Voluntary (also known as supplemental) insurance has long served as a way to help protect employees when they’re sick or injured – regardless of their major medical insurance coverage. But now, more than ever, these benefits help provide employees with a financial safety net for unexpected medical expenses. Employees enrolled in voluntary insurance are also more satisfied in their jobs and more secure in their financial well-being. As health care costs continue to rise, these plans play an important role in an employer’s comprehensive benefits package and strategy to attract and retain employees.

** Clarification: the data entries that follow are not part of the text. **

Issue #819, opened 2019-02-08
Line Operations: Add support for locale-aware sorting


danpla:
Line operations currently use `strcmp()`, so sorting non-ASCII text gives nonsense (because it sorts by bites of UTF-8 sequences). It would be nice to have normal sorting that use `g_utf8_collate()` (or `g_utf8_collate_key()` for better performance) either by default (replacing `strcmp()`) or as separate operations.

smostertdev:
I'll see if I can get `lineoperations` working with non-ASCII characters. Thanks for pointing this out.

elextr:
Probably best to make it separate operations, `strcmp()` isn't nonsense, it sorts by Unicode code point value, which is useful in some cases, and adding sorting by some locale stuff is useful in others. 

Also there is the problem of what locale it uses.  Remember files are shared around the world by github and friends, and having things sort by whatever locale the particular person editing it lives in isn't usually very sensible.

And requiring a user to restart Geany in a different locale to get the sort that a particular file requires is not a very user friendly approach either.

LarsGit223:
@danpla: this enhancement has been implemented by @smostertdev now and will be included in the next release of geany-plugins.

danpla:
Thanks!

PR #897, opened 2019-08-12
lineoperations: add support for locale-aware sorting 

smostertdev:
This PR is in response to #819.

Changes:
- add preferences option: 'Use collation based string compare'
image

- `getcmpfns()` returns either `g_utf8_collate` or `strcmp` function pointer to line operations function based on user preference

Minor:

- add help function to redirect to online documentation
- split files into `lo_prefs` and `lo_fns`
- sorry about all the annoying indentation / spacing changes / file renaming.

I'm open to hear any suggestions/improvements.

### DIFF
--- a/lineoperations/README
+++ b/lineoperations/README
@@ -43,7 +43,7 @@ on bottom of the "Plugin Manager" frame.
 compare strings using linguistically correct rules for the current locale
 (g_utf8_collate).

The “consumerization” of health care is the process of turning patients into consumers. From the patient experience to advertising for prescription drugs, health care is increasingly involving the consumer in more of their health care decisions. Employers are also choosing consumer-driven benefits options, such as High Deductible Health Plans (HDHPs) tied to a health savings and/or a reimbursement account (HSA or HRA). In many instances, employees are making more of their health care choices – including how much they spend on health care coverage and what type of coverage they have.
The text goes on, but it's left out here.